Roller dam

A rolling weir is a movable weir. The technique of rolling weir was developed by the German engineer Max Carstanjen (1856-1934) for the fortification of Schweinfurt. It was patented and built by Maschinenfabrik Augsburg -Nürnberg and 1902 first put into service on the so-called bottom outlet. It is also referred to as a drum weir.

The weir consists, depending on the width of the water body, of two or more military posts, in whose flanks the cylindrical hollow rollers are mounted height adjustable and rotatable by means of a chain drive. The tours are usually conducted inclined to reduce the operating forces. Outside the guide rollers are usually eccentric, so that can be controlled by raising or lowering while turning the jam of the upper water and the water flow above and below the weir.

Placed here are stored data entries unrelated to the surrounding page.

PR #11071, opened 2024-05-30
generate view link for the deployed design

MUzairS15:
**Notes for Reviewers**

This PR fixes #

### DIFF
--- a/server/handlers/design_engine_handler.go
+++ b/server/handlers/design_engine_handler.go
@@ -146,7 +146,14 @@ func (h *Handler) PatternFileHandler(
 		"summary": response,
 	}
 
-	event := eventBuilder.WithSeverity(events.Informational).WithDescription(description).WithMetadata(metadata).Build()
+	serverURL, _ := r.Context().Value(models.MesheryServerURL).(string)
+	
+	if action == "deploy" {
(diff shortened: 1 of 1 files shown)


server/handlers/design_engine_handler.go
```diff
@@ -146,7 +146,14 @@ func (h *Handler) PatternFileHandler(
...
 
-	event := eventBuilder.WithSeverity(events.Informational).WithDescription(description).WithMetadata(metadata).Build()
+	serverURL, _ := r.Context().Value(models.MesheryServerURL).(string)
+	
+	if action == "deploy" {
+		viewLink := fmt.Sprintf("%s/extension/meshmap?mode=visualize&design=%s", serverURL, patternID)
+		description = fmt.Sprintf("%s. View deployed design %s", description, viewLink)
+	}
+
+	event := eventBuilder.WithSeverity(events.Success).WithDescription(description).WithMetadata(metadata).Build()
```
leecalcote, line 156: Should this be an Info severity? @MUzairS15

MUzairS15: This event is emitted when the design gets deployed and the metadata of the event contains which comps were deployed and their type, so it should be of severity success (currently we have `info`) but `success` makes more sense.

leecalcote: Oh, ok. 👍

leecalcote (approved):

Unlike the needle weirs rarely used rolling weirs are significantly easier to use and much more powerful. You can keep a higher water pressure and so a higher back - thus, a greater depth of water - produce, what, where appropriate, also allows greater distances between the barrages. When removing the waterways since the 1920s, the barrages were therefore mainly equipped with rolling weirs. Rolling shutters but today increasingly displaced on waterways the most commonly used, are inflatable dams.

Through the world's largest rolling weir has the system Lock and Dam No. 15 in the American rock Iceland.